Genetic disorders were diagnosed in 49 infants (33.1%): 34 through single-gene testing, 14 with gene panel testing, and one via a more comprehensive approach that screens all of a person’s genes, when gene panel testing came back negative.

Diagnoses with single-gene testing were achieved faster than with gene panel testing (six to eight weeks vs. eight to 12 weeks).

The most common genetic causes of intrahepatic cholestasis were Alagille syndrome and NICCD, each diagnosed in 14 patients (28.6%). Of note, 16 of the mutations identified by the screening procedures had not been reported before, although they were all determined to be definitively or likely disease-causing.
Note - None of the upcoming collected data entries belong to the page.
PR #1145, opened 2026-08-06
readable: Timer holds one s64 tick, not two s32 halves

andrewboudreau:
Cut fresh from `main`. Also recovers three things stranded when #1138 merged.

## The change

The header split a 64-bit tick counter into `s32 unk_000; s32 unk_004`, so three of the four methods had to reach around it:

```c
*(s64*)((char *)this) = func_02059650() - *(s64*)((char *)this);
```

…each carrying its own `typedef long long s64;` to say it. Fixing the declaration removes the reason for all of it:

```c
unk_000 = func_02059650() - unk_000;
```

## Evidence, three independent ways

- the **history** pass reads it as `s64` from seven accesses
- **`include/Timer.hpp`**, the pre-migration header, declares `s64 mTimeBase` with a `sizeof(Timer)==0xc` assert
- the **ROM** shows paired 4-byte accesses at 0x0 *and* 0x4 within the same functions — which is what a 64-bit value looks like on a target with no 64-bit register

All four methods byte-verified individually under the build's pinned compiler via `build_pin.verify`, including the three whose casts became plain member access. `mIsRunning` still lands at 0x8.

## The reporting rule this exposed

`Timer` and `SphereClsn` were both sitting in `cross-pass width disagreement` for the same reason — a declared 8-byte field against 4-byte ROM observations. That is **corroboration, not contradiction**: ARM cannot emit anything else for a 64-bit value.

A disagreement now requires an observation **wider** than the declaration, since that is what reads past the field. A narrower one is a partial access.

**8 → 2.** The two that remain, `G2x.unk_004` and `Stage.sceneNode`, are static-member contamination — `r0` is not the class at all — so they belong to that separate problem, not this bucket. (G2x is being worked on elsewhere; untouched here.)

## Recovered from #1138

That PR merged before its last two commits were pushed, so `main` never received:

- the **conditional-store fix** — `strhs` is `str` with the HS condition, and was being filed as a 2-byte access. Four such stores were the entire spurious half of the disagreement bucket.
- `tools/test_gen_header.py` — the regression suite
- `notes/handoff-validator-and-tests.md` — the validator asks

I content-checked rather than assumed: the 546-field expansion and the signedness adoption **did** land, so only these three needed recovering.

## Verification

```
tests            : 15 green (2 new, both guard-the-guard)
langmode ratchet : PASS
offsets          : include/Timer.h 0 mismatched
eligible.py      : 10671 -> 10671, 0 files lost their match
module fidelity  : 106/106 exact, ROM-build analysis PASS
attribution      : 0 changed, 0 lost
cross-pass       : 8 -> 2        confirmed: 2185 -> 2187
```

**5 in-scope files.**

## Left alone deliberately

`include/Timer.hpp` is an orphan — nothing includes it — declaring the same struct with better names (`mTimeBase`). `Timer.h` now cites it as the evidence rather than duplicating it silently, but two headers for one class is how this drifted in the first place, and removing one is a separate call.

Renaming `unk_000` → `mTimeBase` is also deliberately not here: renaming cannot change codegen, which is exactly why it belongs in its own commit.

### DIFF
--- a/include/Timer.h
+++ b/include/Timer.h
@@ -7,8 +7,14 @@
 #include "types.h"
 
 struct Timer {
-    s32 unk_000;            /* 0x000 */
-    s32 unk_004;            /* 0x004 */
+    /* One 64-bit tick count, not two words. The history pass reads it as s64 from
+       seven accesses, and the pre-migration include/Timer.hpp declared
+       `s64 mTimeBase` with a sizeof(Timer)==0xc assert. The ROM shows paired 4-byte
+       accesses at 0x0 and 0x4 within the same functions -- which is what a 64-bit
+       value looks like on a target with no 64-bit register, so it corroborates
+       rather than contradicts. Splitting it is why three of the four methods had to
+       spell `*(s64*)((char*)this)`. */
+    s64 unk_000;            /* 0x000 */
     u8  mIsRunning;            /* 0x008 */
 #ifdef __cplusplus
     /* methods */
--- a/notes/handoff-validator-and-tests.md
+++ b/notes/handoff-validator-and-tests.md
@@ -1,0 +1,95 @@
+# Handoff: the validator runs no tests
+
+**For:** whoever owns the validator / CI configuration.
+**Ask:** three changes, in priority order. Nothing here is urgent-broken; all of it is
+a gate that exists but is never pulled.
+
+---
+
+## 1. `tools/test_*.py` is never executed by anything
+
+There are **21** test files in `tools/`. No GitHub workflow invokes them, and neither
+does `tools/hooks/pre-push`:
+
+```sh
+ls tools/test_*.py | wc -l                       # 21
+grep -rnE "test_|pytest|unittest" .github/workflows/*.yml   # no output
+grep -oE "python tools/[a-z_]+\.py" tools/hooks/pre-push | sort -u
+#   check_references.py  eligible.py  port_refcheck.py
+#   prepush_attribution.py  prepush_linkcheck.py
+```
+
+So the tests are documentation that happens to be executable. They pass today -- I ran
+all of them -- but nothing would notice when one stops.
+
+Each file is self-running and exits non-zero on failure, so no test framework is
+needed:
+
+```sh
+for t in tools/test_*.py; do python "$t" || exit 1; done
+```
+
+**Where it belongs:** CI, not the pre-push hook. They are fast and need no ROM, but
+the hook is already slow (`eligible.py` compiles ~11,100 files) and a contributor who
+has not run `git config core.hooksPath tools/hooks` never gets it anyway. CI is the
+backstop that actually applies to everyone.
+
+**Caveat worth checking before wiring it up:** a few tests skip themselves when the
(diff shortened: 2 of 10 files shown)


andrewboudreau:
## Correction: "131 of 180" describes a worklist, not the tree

Review caught this and it is the one thing that must be said before merge. The code is sound — five gates re-run green, no shipped bug found — but the **completeness claim in the commit messages is false**, and since it lives in `9467eca7` it cannot be amended in place.

**At least 636 bare `u8` object markers remain in the bannered headers.** Around 70 of them have this programme's own gold-standard evidence sitting in the tree right now: the class's own destructor D1-calls `_ZN5ModelD1Ev` / `_ZN9ModelAnimD1Ev` at the marker's exact offset, naming a type with an asserted `sizeof`.

Three that are hard to argue with:

- **`Goomba.mModelAnim @0x370`** — `src/_ZN6GoombaD1Ev.c:17` has `_ZN9ModelAnimD1Ev((char *)t + 0x370)`. That is the very relocation `notes/plan-gen-header.md` §3 uses as its worked example, and the field is still `u8`. Its `mAnimation @0x3c0` (+0x50) and `mShadowModel @0x3d4` (+0x64) are sitting in absorber shape behind it.
- **`BookShot.mModel @0x174`** — the line *immediately after* the `ModelAnim` this branch typed, same evidence, untouched.
- **`QuestionBlock.mModel @0xd4`** — `_ZN5ModelD1Ev((char *)t + 0xd4)` in `src/_ZN13QuestionBlockD0Ev.c:20`, in a class this branch edited for its *other* marker.

## Why it happened

The 180 came from `tools/gen_header.py`'s marker bucket. That tool files a `u8` marker whose offset the member-object evidence *names* as **`confirmed`** rather than as an adoptable object — so the markers with the **best** evidence fell off the worklist precisely because the evidence was good. `QuestionBlock.mModel` sits in its 12 "confirmed" fields today.

This is the same failure family the plan documents in §2: an instrument reporting a clean, confident, wrong completeness figure. It is honest *within the instrument's universe* and wrong about the tree — which is exactly the distinction this programme exists to enforce, applied to itself.

Compounding it: `build/type_markers.py` is **not committed**, so the 180 is unreproducible — the same "generator ran outside the repo" defect §1 identifies as the corpus's original sin.

## What this PR should be read as

**131 markers typed against the transform's worklist.** Not "the object markers are done." Roughly a third more decidable work remains than the messages imply.

## Follow-up, in order

1. Commit the transform, or a census script, so the universe is reproducible.
2. Stop `gen_header.py` filing D1-evidenced markers as `confirmed` u8 fields — that bucketing is what hid them.
3. Re-run from a committed census rather than the report's marker bucket.
4. Land the measured `check_header_offsets.py` fix (65 → 30 problems tree-wide), held back deliberately so the batch messages' numbers stayed comparable.
5. `ModelBase::SetFile` is declared `void`; the ROM's call sites consume r0, so it returned a value. Two call sites keep the mangled spelling with a note. The header should become `int` in its own byte-verified change across its 216 includers.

The cause of cholestasis, whether genetic or not, remained unknown for 72 infants (48.6%).

“This is the first study to analyze the clinical applications of single-gene testing and [screen panel testing] in patients with neonatal intrahepatic cholestasis and to develop a diagnostic algorithm for the disease in Asia,” the researchers wrote.

In it, “we present an effective diagnostic algorithm for neonatal intrahepatic cholestasis,” showing that single-gene testing and gene panel testing “are important and complementary tools for the diagnosis of genetic neonatal cholestasis,” they added.

“Our study can also serve as a benchmark in developing a well-established diagnostic algorithm for each region,” the team concluded.